Low-power chipsets. Low-power chipset is the next big trendsetter for the power-hungry video and audio analytics. A new DSP has been launched that delivers up to 200MHz performance, enabling faster processing of data with low power consumption for demanding applications, such as audio and video, biometrics and other analytic-specific applications. These applications are opening up a world of possibilities that add capabilities such as face detection, object tracking and voice recognition to a new generation of smart products. These low-power chipsets offer a combination of low standby and low active power, making these the best choice for battery-powered analytic portable systems. Products like Texas Instruments (TI) TMS320C5517 chipset are offering solutions in this domain.


Digital cockpits. Head-up displays (HUDs) and advanced driver assistance systems (ADASs) are going to be the next game changers in the automotive industry. On an HUD, you can project information on the windshield and inform the driver where to turn, notify lane markings and notify how close the car is actually to the car in front, while features like traffic-sign recognition, blind-spot detection, driver-alertness monitoring and night vision will be defined under ADAS.

Chipsets have been launched recently serving the need of this specific application, which combine the capabilities of projecting information on a surface providing automotive-scale reliability and a wide field-of-view. Examples of such chips are TI’s DLP3000-Q1, DRA75x Jacinto 6 Ep and Jacinto 6 Ex processors.

TFT LCDs. With the emerging demand and application of HUDs, new and advanced TFT LCDs have been recently launched in the market to meet the requirements of the automobile industry. These TFTs are capable of displaying HUD applications and driver information. Some companies like Kyocera Industrial Ceramic have introduced new advanced TFT LCDs to meet the needs of the automobile market.

Ultra-4k chipsets. The fast-growing segment in the consumer electronic space is HD viewing. Viewing has now become four times better than its predecessors, through what is known as ultra high definition (UHD), or 4K. Features like active pull-ups on all display data channel (DDC) lines to maintain UHD signal integrity minimise dependence on HDMI cables for better screening experience.

On the other hand, increased bandwidth of 10GHz to pass through 4K signals without distortion, low-clamping voltage of 10V and fast response time increases performance. For instance, STMicroelectronics is one of those companies that have launched single-chip HDMI (HDMI2C1-14HD, HDMI2C1-14HDS, HDMI2C2-14HD and HDMI2C1-6C1) designed for maximum performance.

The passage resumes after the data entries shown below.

PR #3020, opened 2020-04-15
Support kubespawner running on a IPv6 only cluster

stv0g:
This is a relatively minor change which checks if the `(ip, port)` pair of the singleuser container returned by `Spawner.start()` is an IPv6 address.

If its the case, we need to enclose the IP address in brackets (`http://[ipv6]:port`) before passing it to `urlparse` because otherwise the part IPv6 address would be mistakenly treated as a port number.

We detect the presence of an IPv6 by check if it contains a colon.

PR #3021, opened 2020-04-16
Fix docs CI test failure: duplicate object description

rkdarst:
We've been seeing this warning in docs build:
```
Warning, treated as error:
/l/data/git/jupyterhub/jupyterhub/auth.py:docstring of jupyterhub.auth.Authenticator.admin_users:1:duplicate object description of jupyterhub.auth.Authenticator.admin_users, other instance in api/auth, use :noindex: for one of
 them
```

Basic discussion is in #2726.  The problem seems to comes from autodocs-traits: https://github.com/jupyterhub/autodoc-traits/pull/1

This patches requiremens.txt to fix it as a demo, then tries to fix some of the actual errors.  But... it quickly turns into what seems to a large game of fixing many different errors, it seems most of them are at the interface of rst/md: some of the worst are caused by code blocks in markdown, some of which evaluate rst.

I'm pushing this now for others to explore, but not everything is fixed yet.  Anyone, feel free to push to this branch (but I might force-push it myself, too, so pull/push often).

### DIFF
--- a/docs/requirements.txt
+++ b/docs/requirements.txt
@@ -1,7 +1,9 @@
 -r ../requirements.txt
 
 alabaster_jupyterhub
-autodoc-traits
+# Temporary fix of #3021. Revert back to released autodoc-traits when
+# 0.1.0 released.
+https://github.com/jupyterhub/autodoc-traits/archive/75885ee24636efbfebfceed1043459715049cd84.zip
 pydata-sphinx-theme
 recommonmark>=0.6
 sphinx-copybutton
--- a/docs/source/conf.py
+++ b/docs/source/conf.py
@@ -20,6 +20,7 @@ extensions = [
     'autodoc_traits',
     'sphinx_copybutton',
     'sphinx-jsonschema',
+    'recommonmark',
 ]
 
 templates_path = ['_templates']
@@ -65,8 +66,6 @@ def setup(app):
     app.add_css_file('custom.css')
     app.add_transform(AutoStructify)
 
-
-source_parsers = {'.md': 'recommonmark.parser.CommonMarkParser'}
 
 source_suffix = ['.rst', '.md']
 # source_encoding = 'utf-8-sig'
--- a/docs/source/conf.py
+++ b/docs/source/conf.py
@@ -62,7 +62,7 @@ from recommonmark.transform import AutoStructify
 
 def setup(app):
     app.add_config_value('recommonmark_config', {'enable_eval_rst': True}, True)
-    app.add_stylesheet('custom.css')
+    app.add_css_file('custom.css')
     app.add_transform(AutoStructify)
 
 


manics:
I also ran into problems with RST vs MD when fixing from broken URLs in Z2JH https://github.com/jupyterhub/zero-to-jupyterhub-k8s/pull/1610

For example, if everything is in RST you can use internal Sphinx cross references and you'll get a warning/error if they incorrect. I don't think you can do that with Markdown, so you end up using an absolute URL. Obviously the problems here are different, but do you think converting everything to RST would help?

rkdarst:
I think converting everything to RST would help, but almost all the docs are md, so that's probably too big a task to reasonably do now (especially as a side-effect of something else).  (Though personally, very strongly prefer rst for big stuff like this).

At least part of the problems were caused by some markdown code block with parser `eval_rst`, which I suppose embeds rst within markdown - so that it can the the cross-linking.  It appeared to be valid markdown (but which flavor...?) and valid rst, but the combination made some error.

I could do something more, but I'm not sure what's the right tradeoff for the solution.  It would be good to have someone with decision making respect decide a strategy, then decide what to do.

willingc:
Historically, we had used Markdown because @minrk preferred and expedience won out :smile:

At this point, converting to rst makes good sense. Pandoc does a reasonable job. If used on a section at a time and visual editing after the conversion, it should be a smooth transition.

I would also recommend trying https://sphinx-autoapi.readthedocs.io/en/latest/ instead of autodoc extension. I've been using for over 2 months on another (proprietary) project, and I find it a big improvement over autodoc.

rkdarst:
Really, I'm sort of leading towards removing the `-W` to be able to proceed and make progress.  This isn't a failure in build, but seems to be a change that affects the suitability of `-W` to the project.  But I'm not quite sure what changed or when - I tried downgrading sphinx, docutils, and recommonmark (independently), it still doesn't work.  In fact, the rabbit hole keeps getting deeper...

Incidentally, I recently changed my big sphinx docs site to give some more warnings on errors.  But `-W` was too much, there were too many unimportant warnings that didn't have a reasonable fix or ignore for us.  In the end, I made my own Python script that would search for warnings I wanted to be errors and cause github actions failures on that:
  https://github.com/AaltoScienceIT/scicomp-docs/blob/master/meta/check-warnings.py
integrated with github actions.

willingc:
Feel free to remove -W on CI. I had it in more for my own local development @rkdarst.

stv0g:
Any Ideas why the [current Travis](https://travis-ci.org/github/jupyterhub/jupyterhub/jobs/675773176) builds are failing?

Same seems to happen in #3020

rkdarst:
OK, rabbit hole got shallower.  `source_parsers` is removed in sphinx 3.0, and instead `recommonmark` should be added as an extension - which it wasn't.  I presume that caused all markdown parsing to fail (I guess it was being parsed as rst, no wonder it seemed so bad!).  Then, we also need the new autodoc-traits.  I also fixed the add_stylesheet method (add_css_file added in sphinx 1.4).  And we keep `-W` which is probably good overall.

This seems to let the builds pass!  I propose minimal changes for now to make things pass, then more later.

(the build still failed, but it seemed unrelated - trying again).

rkdarst:
@stv0g, that seems to be unrelated and we got the same problem here.  That's more complicated and I'm not a specialist in that area, though...

willingc:
@rkdarst @stv0g There is a test of spawn pending that is currently failing which is unrelated to docs work.

betatim:
If we at all can keep `-W` I'd like to keep it. I am ok with temporarily disabling it to get ourselves unstuck. My thinking is that it is better (like "eat your vegetables" is) to deal with its occasional finger waggling when you are trying to make a quick&small change. The alternative being that once every few months we are so tangled up that we need a major operation to get ourselves untangled.

Looking at the spawn failure.

rkdarst:
I think keeping `-W` is reasonable now and a good idea, my previous analysis about removing it turned out to be wrong.

I just force pushed, to have requirements.txt now point to jupyterhub/autodocs-traits master instead of my personal repo.  I think this is reasonable to go now, still will need to be changed to autodocs-traits release later.

docs/requirements.txt
```diff
@@ -1,7 +1,9 @@
 -r ../requirements.txt
 
 alabaster_jupyterhub
-autodoc-traits
+# Temporary fix of #3021, revert back to released autodoc-traits when
+# possible.
+https://github.com/jupyterhub/autodoc-traits/archive/master.zip
```
betatim, line 6: Maybe use the SHA of the commit on master right now. That way we are "pinned" to a known state. In case someone pushes more things to master in autodoc-traits. What do you think?

betatim:
I can't work out why the spawn test is failing. It is looking for a particular bit of text inside a `script` tag. From looking at the template (`spawn_pending.html`) that code should be there. If I run the same test from `master`  on a local checkout it (of course) doesn't fail. I've restarted the build again in the hopes of making it go away but I doubt it will. Fresh out of ideas for now. Not familiar enough with BeautifulSoup to know what happens if there are multiple `<script>` tags and a test like https://github.com/jupyterhub/jupyterhub/blob/1f515464fe2edf5d9d8a7617c22ebe67002e0ba0/jupyterhub/tests/test_pages.py#L356-L358 (which is where the failure is)

Of the recent PR only #2978 looks like it might potentially be relevant.

GeorgianaElena:
@betatim, I managed to make the test fail locally too by running:
```
pip install --upgrade --pre -r dev-requirements.txt .
```
Which among others, bumped the version of beautifulsoup to 4.9.0, so there might be a breaking change somewhere.

twalcari:
Yes, it is a breaking change in Beautifulsoup 4.9 indeed. As suggested by the maintainer [here](https://bugs.launchpad.net/beautifulsoup/+bug/1871335), you can fix it by changing `.text` to `.string` in our test.

rkdarst:
> Yes, it is a breaking change in Beautifulsoup 4.9 indeed. As suggested by the maintainer [here](https://bugs.launchpad.net/beautifulsoup/+bug/1871335), you can fix it by changing `.text` to `.string` in our test.

Great find!  Is someone working on this or do you want me to do it here?

GeorgianaElena:
@twalcari, do you want to open a PR to fix the failing spawn test? :rocket:

twalcari:
I created pull request #3025 to address this issue.

rkdarst:
It's green!  Thanks everyone for helping to figure this out.  It's a great day today...

willingc:
Thanks everyone!

PR #3025, opened 2020-04-17
Fix broken test due to BeautifulSoup 4.9.0 behavior change

twalcari:
cfr. https://bugs.launchpad.net/beautifulsoup/+bug/1871335 and PR#3021


GeorgianaElena:
Yaay :tada: Thanks @twalcari!

PR #3026, opened 2020-04-17
Always pass config object to render_template

danlester:
Adds 'config' as a standard Jinja2 template var for all request handlers. This means that custom configuration can be accessed from inside a custom template html file.

So e.g. if I replace home.html in my own templates folder, I can locate custom config settings, or even vary behavior based on standard config settings.

### DIFF
--- a/jupyterhub/handlers/base.py
+++ b/jupyterhub/handlers/base.py
@@ -1132,6 +1132,7 @@ class BaseHandler(RequestHandler):
             static_url=self.static_url,
             version_hash=self.version_hash,
             services=self.get_accessible_services(user),
+            config=self.config,
         )
         if self.settings['template_vars']:
             ns.update(self.settings['template_vars'])


consideRatio:
What kind of config I asked myself.

https://github.com/jupyterhub/jupyterhub/blob/50e6d451d59f70077336aa74d0a2af8bfefcfd04/jupyterhub/handlers/base.py#L97-L99

Which reference: https://www.tornadoweb.org/en/stable/web.html#tornado.web.RequestHandler.settings

Which reference: https://www.tornadoweb.org/en/stable/web.html#tornado.web.Application.settings

That doesn't mention "config" as a setting. Is this a JupyterHub set setting called config?

danlester:
Yes, that is the JupyterHub 'config' object - everything loaded from the command line args and/or the jupyterhub_config.py config file. (Ultimately, None if this wasn't set for some reason, but I don't think that should happen under normal JupyterHub operation.)

manics:
Are these template functions purely on the JupyterHub side, or is it possible for a template to be inherited by something on the client side which would leak access to any secrets in config? Similarly if there's an error is there any possibility of all variables being dumped and becoming visible to the client?

danlester:
Good questions... There is certainly no way to access the Jinja2 template context from the client side - if the template html and functions do not access the 'config' variable then there can be no leak. So yes, this is all JupyterHub server side.

There is the possibility that the JupyterHub admin has written their own templates that could blindly dump out all template vars. The most likely place is a custom error page as you suggest. There is a standard Jinja2 extension called debug that would most likely be used by enabling in jupyterhub_config.py:
```c.JupyterHub.jinja_environment_options = {'extensions': ['jinja2.ext.debug']}```

And then using the ```{% debug %}``` tag in the debug error template.

That doesn't give too much detail:

```
{'context': {'base_url': '/',
             'config': {'Authenticator': {...},
                        'ConfigurableHTTPProxy': {...},
                        'DockerSpawner': {...},
                        'JupyterHub': {...},
                        'Spawner': {...}}, ...
```

Of course, it would be possible that the admin has written a function to traverse the entire tree which could spit out secrets too. One imagines that would not be available in production...

Please do run this past anyone who has been more involved in either the security or templating side of JupyterHub development if you think it needs more thought!

By the way, it is already possible for the adventurous admin to pass most of the config (although missing anything from the command line) through to the templates with this:
```c.JupyterHub.template_vars = {'config': c}```
so maybe we have to accept we're already giving them the freedom to be dangerous!

manics:
Closed/reopened to retrigger travis with https://github.com/jupyterhub/jupyterhub/pull/3021 to fix the docs.

@danlester Thanks for the additional info, it's been very helpful for me. I'll defer to someone else on the decision of whether to merge or not.

danlester:
Great - no problem if it doesn't make sense to merge. I have worked around it, but would have used this PR if it was available. It would mainly be useful for SingletonConfigurables - it just means you can use the same config within your own extra_handlers as well as your template extensions to the main built-in JupyterHub handlers.

minrk:
I don't think direct access of the traitlets Config object is something that should be encouraged. Config is pretty dynamic and should generally be consumed only by Configurables that resolve things like inheritance, validation, and dynamic and default values. Direct access to Config is a recipe for getting not-useful LazyConfigValues unless you're pretty careful. Accessing the config through the instantiated objects should be a more reliable way to get at the true values of any configuration, and gives you access to default values, ensuring values are defined, etc.

What should be a more robust path to the same goal is making it easy/possible to put *configured objects* into the template namespace. I'm not sure if that's the case at the moment.

danlester:
@minrk Thank you for your input. That makes sense, and I'll close this PR.

Maybe I'll open a separate feature request to find another way to get relevant config.

PR #3470, opened 2021-05-17
(docs) Fix DummyAuthenticator class reference

kinow:
Hi, not sure if there is a macro or some customization that renders that text with a link to the class docs perhaps?

It doesn't appear to be rendering correctly at the moment, at least for me.

image

This PR simply uses backticks instead :+1: happy to amend if there's another way to fix it.

Cheers
Bruno

### DIFF
--- a/docs/source/reference/authenticators.md
+++ b/docs/source/reference/authenticators.md
@@ -37,7 +37,7 @@ with any provider, is also available.
 ## The Dummy Authenticator
 
 When testing, it may be helpful to use the
-:class:`~jupyterhub.auth.DummyAuthenticator`. This allows for any username and
+{class}`jupyterhub.auth.DummyAuthenticator`. This allows for any username and
 password unless if a global password has been set. Once set, any username will
 still be accepted but the correct password will need to be provided.
 


docs/source/reference/authenticators.md
```diff
@@ -37,7 +37,7 @@ with any provider, is also available.
 ## The Dummy Authenticator
 
 When testing, it may be helpful to use the
-:class:`~jupyterhub.auth.DummyAuthenticator`. This allows for any username and
+`jupyterhub.auth.DummyAuthenticator`. This allows for any username and
```
minrk, line 40: I think the myst syntax for this is 

    {class}`~jupyterhub.auth.DummyAuthenticator`

minrk:
Retargeted base to the rbac branch, which has picked up the myst parser for markdown, which supports directives like this.

Hopefully will land rbac in main in the next couple of weeks

docs/source/reference/authenticators.md
kinow: Thanks @minrk, I've changed the PR to use this syntax. I wasn't aware of myst. I always assumed the jupyterhub docs were rst & markdown, but #TodayILearned about MyST. Thanks for that too!

minrk:
thanks!

PR #3475, opened 2021-05-20
handle async functions in check_db_locks

minrk:
check_db_locks checks for db lock state after the end of a function, but wasn't properly waiting when it wrapped an async function, meaning it would run the check while the async function was still outstanding, causing possible spurious failures

### DIFF
--- a/jupyterhub/orm.py
+++ b/jupyterhub/orm.py
@@ -681,7 +681,7 @@ class APIToken(Hashed, Base):
         if not token_role:
             # FIXME: remove this.
             # Creating a token before the db has roles defined should raise an error.
-            # PR #3460 should let us fix it by ensuring default roles are define
+            # PR #3460 should let us fix it by ensuring default roles are defined
 
             warnings.warn(
                 "Token created before default roles!", RuntimeWarning, stacklevel=2
--- a/jupyterhub/orm.py
+++ b/jupyterhub/orm.py
@@ -3,6 +3,7 @@
 # Distributed under the terms of the Modified BSD License.
 import enum
 import json
+import warnings
 from base64 import decodebytes
 from base64 import encodebytes
 from datetime import datetime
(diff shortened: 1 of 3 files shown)


jupyterhub/orm.py
```diff
@@ -674,18 +675,29 @@ def new(
...
             orm_token.expires_at = cls.now() + timedelta(seconds=expires_in)
+
         db.add(orm_token)
-        # load default roles if they haven't been initiated
-        # correct to have this here? otherwise some tests fail
         token_role = Role.find(db, 'token')
         if not token_role:
+            # FIXME: remove this.
+            # Creating a token before the db has roles defined should raise an error.
+            # PR #3460 should let us fix it by ensuring default roles are define
```
minrk, line 684: #3460 should allow us to remove this by ensuring we run `init_role_creation` as part of intializing a db

jupyterhub/orm.py
```diff
@@ -674,18 +675,29 @@ def new(
...
-            update_roles(db, entity=orm_token, roles=roles)
-        else:
-            assign_default_roles(db, entity=orm_token)
+        try:
+            if roles is not None:
+                update_roles(db, entity=orm_token, roles=roles)
+            else:
+                assign_default_roles(db, entity=orm_token)
+        except Exception:
+            db.delete(orm_token)
```
minrk, line 698: Fixing the db check to handle async functions revealed one of the kinds of bugs it was meant to catch! When we create tokens, we need to make sure that we don't put partially-created tokens into the database, which means deleting them explicitly if they don't finish getting created.

jupyterhub/orm.py
IvanaH8: Yes!

IvanaH8, line 684:
```suggestion
            # PR #3460 should let us fix it by ensuring default roles are defined
```

minrk:
Thanks for reviewing @IvanaH8!

PR #3476, opened 2021-05-20
[rbac] Generate scope table for docs

IvanaH8:
Ref.: #3438 

Generates scope table in markdown format for RBAC documentation from a dictionary of scopes. Eliminates the need to manually create/update the table.

- Adds scope dictionary
_Question:_ The dict is currently in a separate file in docs/source/rbac to make sure that any changes to it will be picked up when bulding the docs through makefile. Could be more appropriate in the jupyterhub source code in the future?
- Adds code to generate the table in a separate md file with appropriate indents to illustrate the scope hierarchy
- Includes the table in the documentation via myst parser admonition
- Calls the table generation code via Makefile 
_Issue_: Although changing the scope dictionary will trigger rewriting the scope table in scope-table.md with `make html`, it won't trigger rebuilding the scopes.html (as the scopes.md does not change itself). This is only achieved with running `make clean` before `make html`. For now, a message has been added to inform about this every time the scope table is regenerated.


minrk:
> Could be more appropriate in the jupyterhub source code in the future?

Yes, the file should be in the source code, probably added to `jupyterhub.scopes`. That can be imported from juptyerhub in the generate-scope-table.py. We need the same information to build the access confirmation page, so it needs to be importable at runtime.

docs/source/rbac/scopedict.py
```diff
@@ -0,0 +1,97 @@
...
+def get_scope_dict():
+    """Returns a nested dictionary of all available scopes:
+
+    {scopename: {'description': description,
+                 'subscopes': [immediate subscopes]},
+    }
+
+    without 'subscopes' key if the scope has no subscopes.
+    """
+    scope_dict = {
```
minrk, line 13: Once added to jupyterhub.scopes.py, this should probably be a module-level dict, rather than a new dict created on each call, e.g. `jupyterhub.scopes.scope_definitions = { scopename: ...}`

IvanaH8: Good idea, thanks.

IvanaH8:
> My guess is this is because the makefile isn't run on readthedocs, it needs to be triggered by conf.py, as we do [here](https://github.com/jupyterhub/jupyterhub/blob/main/docs/source/conf.py#L222).

Good guess!

minrk:
[It works!](https://jupyterhub--3476.org.readthedocs.build/en/3476/rbac/scopes.html#available-scopes). Great job

PR #3480, opened 2021-05-26
[rbac] Synchronize variable nomenclature across rbac utils

IvanaH8:
1. Updates the RBAC utils in `roles.py` and `scopes.py` with consistent scope variable names:

- `scopes`: list of scopes with abbreviations (e.g., in role definition)
- `expanded scopes`: set of expanded scopes without abbreviations (i.e., resolved metascopes, filters and subscopes)
- `parsed scopes`: dictionary JSON like format of expanded scopes
- `intersection` : set of expanded scopes as intersection of 2 expanded scope sets
- `identify scopes`: set of expanded scopes needed for identify (whoami) endpoints

2. Updates functions' docstrings accordingly 
3. Updates some function names for clarity:
- `_intersect_scopes()` to `intersect_expanded_scopes()` (defined in `scopes.py)` to highlight that `expanded scopes` need to be passed as arguments
- `_check_scope()` to `_check_scope_access()` (defined in `scopes.py`) to distinguish it from `_check_scopes()` function in `roles.py` which checks if provided scope(s) exist 
- `_resolve_scopes()` to `_resolve_roles_and_scopes()` (defined in `handlers/base.py`) to reflect the whole process from expanding roles to scopes, including intersection for token, and parsing scopes

### DIFF
--- a/jupyterhub/handlers/base.py
+++ b/jupyterhub/handlers/base.py
@@ -81,7 +81,7 @@ class BaseHandler(RequestHandler):
         The current user (None if not logged in) may be accessed
         via the `self.current_user` property during the handling of any request.
         """
-        self.raw_scopes = set()
+        self.expanded_scopes = set()
         try:
             await self.get_current_user()
         except Exception:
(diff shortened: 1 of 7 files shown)


jupyterhub/handlers/base.py
```diff
@@ -416,7 +416,7 @@ async def get_current_user(self):
                 self.log.exception("Error getting current user")
         return self._jupyterhub_user
 
-    def _resolve_scopes(self):
+    def _resolve_roles_and_scopes(self):
         self.raw_scopes = set()
```
IvanaH8, line 420: Maybe we should rename the `raw_scopes` to `expanded_scopes` here too as this is the format the scopes are in here before being parsed.

minrk: Yeah, that's a good idea to be consistent

minrk:
This is great! I think this makes it easier to see which functions can be used when, and which transformations are needed

jupyterhub/handlers/base.py
0mar: Agree; there are also some references called `raw_scopes` left in `jupyterhub/roles.py`.

0mar (commented):
Looks good! Much clearer to get into with consistent naming indeed, thanks!

jupyterhub/handlers/base.py
IvanaH8: Thank you both, coming up.

minrk:
Conflicts resolved. Merging!

PR #3481, opened 2021-05-26
[rbac] Use scopes.scope_definitions to expand scopes

IvanaH8:
~`roles._get_scope_hierarchy()` now returns scope hierarchy dictionary created from the `scopes.scope_definitions` dictionary.~

~Eliminates the need for manual update of the _get_scope_hierarchy() used for expanding scopes and checking scope names.~

**Update**:
With the `scopes.scope_definitions` dictionary there is no need to create separate dictionary of scope hierarchy (`_get_scope_hierarchy()`). The `scopes.scope_definitions` can be used directly to obtain all subscopes for a scope. Checking scope names in `_check_scopes()` can also use this dictionary directly.

### DIFF
--- a/jupyterhub/roles.py
+++ b/jupyterhub/roles.py
@@ -74,34 +74,6 @@ def expand_self_scope(name):
     return {"{}!user={}".format(scope, name) for scope in scope_list}
 
 
-def _get_scope_hierarchy():
-    """
-    Returns:
-      scope hierarchy (dict): dictionary of available scopes and their hierarchy where
-        scopes.keys() = top level scopes and scopes that have their own subscopes
-        scopes.values() = list of immediate subscopes or None
-    """
-    subscope_lists = [
-        value['subscopes']
-        for value in scopes.scope_definitions.values()
-        if 'subscopes' in value
-    ]
-
-    scope_hierarchy = {}
-    for scope, definition in scopes.scope_definitions.items():
-
-        has_subscopes = scopes.scope_definitions[scope].get('subscopes')
-        is_subscope = any(scope in subscope_list for subscope_list in subscope_lists)
-
-        if has_subscopes:
-            scope_hierarchy[scope] = scopes.scope_definitions[scope]['subscopes']
-        else:
-            if not is_subscope:
-                scope_hierarchy[scope] = None
-
-    return scope_hierarchy
-
-
 def horizontal_filter(func):
     """Decorator to account for horizontal filtering in scope syntax"""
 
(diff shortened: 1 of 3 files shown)


jupyterhub/roles.py
```diff
@@ -75,35 +76,30 @@ def expand_self_scope(name):
...
-        'read:users:servers': ['read:users:name'],
-        'admin:groups': ['groups'],
-        'groups': ['read:groups'],
-        'read:services': None,
-        'read:hub': None,
-        'proxy': None,
-        'shutdown': None,
-    }
+    scope_hierarchy = {}
+    for scope in scopes.scope_definitions.keys():
```
minrk, line 91: To avoid repeated key access, you can use `.items()`
```suggestion
    for scope, definition in scopes.scope_definitions.items():
```

jupyterhub/roles.py
```diff
@@ -75,35 +76,30 @@ def expand_self_scope(name):
...
 
-    return scopes
+        has_subscopes = scopes.scope_definitions[scope].get('subscopes')
+        is_subscope = any(scope in subscope_list for subscope_list in subscope_lists)
+
+        if has_subscopes:
+            scope_hierarchy[scope] = scopes.scope_definitions[scope]['subscopes']
+        else:
+            if not is_subscope:
```
minrk, line 99: What's the case for `not has_scopes and is_subscope`? I'm not sure why we need to know if a scope *is* a subscope or not.

IvanaH8: The scope hierarchy dict does not have the lowest level scopes as keys (which do not have subscopes themselves but are subscopes of other scopes), e.g., `read:users:name`, so it won't include those as keys. On the other hand, it still needs to include top level scopes that do not have any subscopes, e.g., `shutdown`. 

This is the format that is used to get subscopes onwards, which thinking of now is probably confusing. We could change it to include all scopes and adjust the `_expand_scope()` function.

jupyterhub/roles.py
IvanaH8: Thanks!

jupyterhub/roles.py
minrk: `_expand_scope` already needs to handle proxy/read:hub/etc. with `: None` right? So would it work to have None there for all leaf scopes?

jupyterhub/roles.py
```diff
@@ -75,35 +76,30 @@ def expand_self_scope(name):
 
 def _get_scope_hierarchy():
```
minrk, line 77: Let's put a `@lru_cache()` on this one, since it doesn't change and is getting a bit more expensive.

jupyterhub/scopes.py
```diff
@@ -36,13 +36,13 @@
...
             'read:users:activity',
-            'read:users:roles',
         ],
+        # TODO: add read:users:admin and read:users:roles as subscopes here once implemented
     },
     'read:users:name': {'description': 'Read-only access to users’ names.'},
     'read:users:groups': {'description': 'Read-only access to users’ group names.'},
-    'read:users:roles': {'description': 'Read-only access to users’ role names.'},
     'read:users:activity': {'description': 'Read-only access to users’ last activity.'},
+    # TODO: add read:users:admin and read:users:roles once implemented
```
0mar, line 45: Is `read:users:admin` still part of the scopes we use?

IvanaH8: Ah, I think it's only used within the identify scopes and nothing else so we probably don't need to add it to the scope definitions, thanks!

jupyterhub/roles.py
IvanaH8: We do not actually need this at all! `scopes.scope_definitions` can be used directly (vis last commit).

jupyterhub/roles.py
IvanaH8: Thank you for the suggestion, which prompted the idea of just scrapping the whole hierarchy and it works!

jupyterhub/roles.py
```diff
@@ -133,29 +101,17 @@ def ignore(scopename):
...
-        index_for_sssc = len(subscopes)
-        # check for "subscopes of subscopes"
-        _expand_subscopes(index=1)
-        # check for "subscopes of sub-subscopes"
-        _expand_subscopes(index=index_for_sssc)
+    def _add_subscopes(scopename):
+        expanded_scope.append(scopename)
+        if scopes.scope_definitions[scopename].get('subscopes'):
+            for subscope in scopes.scope_definitions[scopename].get('subscopes'):
+                _add_subscopes(subscope)
```
0mar, line 111: Smart to reuse the scope definitions this way! Why do you use a nested method here?

IvanaH8: It's a recursive function that keeps calling itself until the subscopes have no subscopes of their own based on the dictionary (each scope either has a list of its immediate subscopes or it doesn't). It basically walks through every scope in a list of subscopes for the given scope.

minrk:
Great!

PR #3488, opened 2021-06-03
Support auto login when used as a OAuth2 provider

### LINKED ISSUE #3487: Allow setting `auto_login` only for OAuth2 authorization requests
### Proposed change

Colour sensors. Conventional colour sensors required a transparent optical window in order to accurately detect visible (that is, RGB) light. However, the design trend in many smartphones and portable devices is to adopt dark optical windows for a smart outlook, making it difficult to detect colour. Since less visible light gets through, the light that permeates gets further mixed in with infrared (IR) rays. But the launch of new brightness colour sensor optimised for smartphones leverages the original IR-removal technology. IR cut-off characteristics like reducing the effects of IR rays by over 10x as compared with conventional products enables compatibility with dark (low-permeability) optical windows. Colour sensors for display-equipped devices such as smartphones and tablets are capable of detecting colour temperature, brightness and RGB components of ambient light. A product like ROHM’s BH1745NUC sensor is one among the newer launches.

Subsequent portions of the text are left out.